[Data records]

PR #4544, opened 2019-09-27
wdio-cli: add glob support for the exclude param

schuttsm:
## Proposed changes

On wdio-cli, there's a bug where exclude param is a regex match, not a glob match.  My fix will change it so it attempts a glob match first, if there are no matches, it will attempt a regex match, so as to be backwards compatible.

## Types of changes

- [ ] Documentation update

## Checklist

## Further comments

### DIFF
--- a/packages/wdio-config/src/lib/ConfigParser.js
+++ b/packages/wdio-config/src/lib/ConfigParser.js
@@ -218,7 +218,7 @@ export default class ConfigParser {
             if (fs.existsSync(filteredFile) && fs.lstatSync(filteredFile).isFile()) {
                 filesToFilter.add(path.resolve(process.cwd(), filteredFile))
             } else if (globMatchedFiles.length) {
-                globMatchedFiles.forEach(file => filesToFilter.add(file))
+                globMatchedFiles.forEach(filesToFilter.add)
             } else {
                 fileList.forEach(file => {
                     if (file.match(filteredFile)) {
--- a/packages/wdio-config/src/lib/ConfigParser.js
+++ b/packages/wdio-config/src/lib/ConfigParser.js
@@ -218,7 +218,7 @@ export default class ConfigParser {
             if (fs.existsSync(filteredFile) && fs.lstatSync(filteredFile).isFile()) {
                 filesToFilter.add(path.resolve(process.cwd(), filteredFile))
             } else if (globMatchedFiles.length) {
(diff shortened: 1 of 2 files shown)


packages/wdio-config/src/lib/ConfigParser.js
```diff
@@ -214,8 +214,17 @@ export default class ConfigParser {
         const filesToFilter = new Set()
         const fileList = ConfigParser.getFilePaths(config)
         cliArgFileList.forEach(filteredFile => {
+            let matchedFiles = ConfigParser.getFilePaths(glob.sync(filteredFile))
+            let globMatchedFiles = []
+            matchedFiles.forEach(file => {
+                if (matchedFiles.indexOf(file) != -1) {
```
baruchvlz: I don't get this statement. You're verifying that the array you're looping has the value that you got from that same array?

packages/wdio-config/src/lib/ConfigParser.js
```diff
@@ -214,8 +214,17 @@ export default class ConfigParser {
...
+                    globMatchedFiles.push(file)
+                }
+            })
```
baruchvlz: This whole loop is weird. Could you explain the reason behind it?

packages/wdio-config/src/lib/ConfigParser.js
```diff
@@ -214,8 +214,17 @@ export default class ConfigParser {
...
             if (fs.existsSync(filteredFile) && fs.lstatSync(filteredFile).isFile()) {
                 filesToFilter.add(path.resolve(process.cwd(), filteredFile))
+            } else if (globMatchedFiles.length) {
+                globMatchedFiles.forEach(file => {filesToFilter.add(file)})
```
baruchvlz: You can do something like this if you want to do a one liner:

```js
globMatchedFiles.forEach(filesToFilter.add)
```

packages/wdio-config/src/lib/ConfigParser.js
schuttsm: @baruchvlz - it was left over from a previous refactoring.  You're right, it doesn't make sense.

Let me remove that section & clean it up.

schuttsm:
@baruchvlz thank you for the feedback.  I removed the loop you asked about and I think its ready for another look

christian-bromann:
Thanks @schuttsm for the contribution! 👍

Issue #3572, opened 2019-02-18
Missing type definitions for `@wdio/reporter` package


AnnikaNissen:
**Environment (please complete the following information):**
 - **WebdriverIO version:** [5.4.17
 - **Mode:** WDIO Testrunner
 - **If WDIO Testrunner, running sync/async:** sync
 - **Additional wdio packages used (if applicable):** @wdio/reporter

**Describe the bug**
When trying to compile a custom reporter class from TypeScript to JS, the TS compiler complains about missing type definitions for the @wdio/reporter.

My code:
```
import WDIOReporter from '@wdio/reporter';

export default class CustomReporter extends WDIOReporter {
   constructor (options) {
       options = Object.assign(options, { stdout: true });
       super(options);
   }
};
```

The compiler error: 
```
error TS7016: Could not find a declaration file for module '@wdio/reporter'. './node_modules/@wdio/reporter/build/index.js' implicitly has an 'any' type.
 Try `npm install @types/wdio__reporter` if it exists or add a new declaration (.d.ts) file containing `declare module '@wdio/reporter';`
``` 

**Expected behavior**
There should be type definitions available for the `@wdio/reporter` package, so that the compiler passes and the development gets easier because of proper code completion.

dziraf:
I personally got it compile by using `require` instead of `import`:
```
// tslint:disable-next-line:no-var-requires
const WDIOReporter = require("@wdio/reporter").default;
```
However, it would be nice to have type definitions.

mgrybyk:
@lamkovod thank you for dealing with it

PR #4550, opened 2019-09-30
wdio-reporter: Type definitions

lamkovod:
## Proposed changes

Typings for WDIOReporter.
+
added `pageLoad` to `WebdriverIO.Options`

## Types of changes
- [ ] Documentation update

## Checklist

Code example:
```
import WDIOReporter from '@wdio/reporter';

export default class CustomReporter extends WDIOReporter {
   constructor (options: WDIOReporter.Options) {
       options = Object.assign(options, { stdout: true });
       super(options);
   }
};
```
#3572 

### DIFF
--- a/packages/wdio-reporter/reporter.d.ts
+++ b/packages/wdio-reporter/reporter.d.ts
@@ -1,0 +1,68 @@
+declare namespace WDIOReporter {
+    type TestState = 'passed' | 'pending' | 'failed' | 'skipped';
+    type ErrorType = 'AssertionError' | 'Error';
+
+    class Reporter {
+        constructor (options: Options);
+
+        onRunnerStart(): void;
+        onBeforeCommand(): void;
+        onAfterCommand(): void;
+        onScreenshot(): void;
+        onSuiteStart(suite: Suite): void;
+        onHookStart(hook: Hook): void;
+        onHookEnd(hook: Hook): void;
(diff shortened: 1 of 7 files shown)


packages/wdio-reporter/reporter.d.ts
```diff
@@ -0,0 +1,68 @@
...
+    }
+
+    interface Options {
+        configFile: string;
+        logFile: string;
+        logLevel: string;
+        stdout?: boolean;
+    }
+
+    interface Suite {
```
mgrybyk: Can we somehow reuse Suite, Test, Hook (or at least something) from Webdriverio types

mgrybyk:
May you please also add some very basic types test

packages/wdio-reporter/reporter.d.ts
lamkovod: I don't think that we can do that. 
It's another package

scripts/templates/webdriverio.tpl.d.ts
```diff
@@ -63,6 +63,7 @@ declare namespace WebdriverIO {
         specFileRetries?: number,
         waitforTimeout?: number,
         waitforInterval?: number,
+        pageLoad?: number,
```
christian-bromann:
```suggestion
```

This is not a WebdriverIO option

[/Data records]
[Data records]

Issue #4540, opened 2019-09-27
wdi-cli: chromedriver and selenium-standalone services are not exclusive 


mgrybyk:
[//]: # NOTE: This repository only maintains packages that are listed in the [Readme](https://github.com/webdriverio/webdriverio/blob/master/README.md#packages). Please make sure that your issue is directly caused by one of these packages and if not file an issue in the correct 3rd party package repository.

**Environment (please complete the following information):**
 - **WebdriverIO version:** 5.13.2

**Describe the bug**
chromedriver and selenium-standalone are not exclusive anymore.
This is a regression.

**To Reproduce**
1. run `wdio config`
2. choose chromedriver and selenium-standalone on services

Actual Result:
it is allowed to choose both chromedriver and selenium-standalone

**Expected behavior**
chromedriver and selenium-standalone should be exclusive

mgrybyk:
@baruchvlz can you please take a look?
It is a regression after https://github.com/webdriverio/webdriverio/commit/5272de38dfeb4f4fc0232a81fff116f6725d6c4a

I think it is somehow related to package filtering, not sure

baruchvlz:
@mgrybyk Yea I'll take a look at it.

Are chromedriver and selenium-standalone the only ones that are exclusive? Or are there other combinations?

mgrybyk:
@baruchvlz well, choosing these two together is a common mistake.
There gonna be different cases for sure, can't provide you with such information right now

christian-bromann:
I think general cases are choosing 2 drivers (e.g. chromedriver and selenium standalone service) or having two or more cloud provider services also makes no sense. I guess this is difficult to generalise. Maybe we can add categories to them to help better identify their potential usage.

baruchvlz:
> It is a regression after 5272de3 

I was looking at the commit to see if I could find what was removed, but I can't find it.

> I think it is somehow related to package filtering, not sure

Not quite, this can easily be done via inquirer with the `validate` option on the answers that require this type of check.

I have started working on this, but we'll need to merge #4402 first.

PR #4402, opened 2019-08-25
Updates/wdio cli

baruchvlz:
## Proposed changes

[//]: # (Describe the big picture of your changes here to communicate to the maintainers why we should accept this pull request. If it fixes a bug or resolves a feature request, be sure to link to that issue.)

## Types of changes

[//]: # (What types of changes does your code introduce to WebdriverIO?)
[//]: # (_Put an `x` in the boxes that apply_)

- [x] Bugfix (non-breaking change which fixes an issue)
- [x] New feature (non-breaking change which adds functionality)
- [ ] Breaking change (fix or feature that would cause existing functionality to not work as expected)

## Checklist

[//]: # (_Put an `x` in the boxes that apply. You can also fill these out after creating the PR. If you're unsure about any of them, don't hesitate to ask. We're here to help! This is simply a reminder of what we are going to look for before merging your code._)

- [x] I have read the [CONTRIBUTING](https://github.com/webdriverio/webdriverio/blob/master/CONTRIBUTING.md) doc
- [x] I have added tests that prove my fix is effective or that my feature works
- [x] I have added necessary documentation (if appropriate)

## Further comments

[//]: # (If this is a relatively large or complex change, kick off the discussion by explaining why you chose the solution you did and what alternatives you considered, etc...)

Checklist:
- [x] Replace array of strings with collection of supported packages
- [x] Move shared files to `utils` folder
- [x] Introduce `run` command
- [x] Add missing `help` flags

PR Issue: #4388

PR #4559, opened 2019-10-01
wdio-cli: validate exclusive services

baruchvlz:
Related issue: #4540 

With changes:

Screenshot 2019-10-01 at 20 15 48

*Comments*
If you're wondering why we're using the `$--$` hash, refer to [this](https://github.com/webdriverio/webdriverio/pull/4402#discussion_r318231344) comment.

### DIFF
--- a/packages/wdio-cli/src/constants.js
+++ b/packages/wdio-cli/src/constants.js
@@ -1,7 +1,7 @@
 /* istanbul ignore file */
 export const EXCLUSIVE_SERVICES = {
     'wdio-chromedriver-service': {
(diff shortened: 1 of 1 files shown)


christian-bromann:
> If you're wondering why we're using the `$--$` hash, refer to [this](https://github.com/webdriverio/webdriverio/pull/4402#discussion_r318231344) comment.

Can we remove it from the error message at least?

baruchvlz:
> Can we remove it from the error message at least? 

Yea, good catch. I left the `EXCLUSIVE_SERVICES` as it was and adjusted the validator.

[/Data records]

Where a line in the entries holds the word "which", copy that line.

- [x] Bugfix (non-breaking change which fixes an issue)
- [x] New feature (non-breaking change which adds functionality)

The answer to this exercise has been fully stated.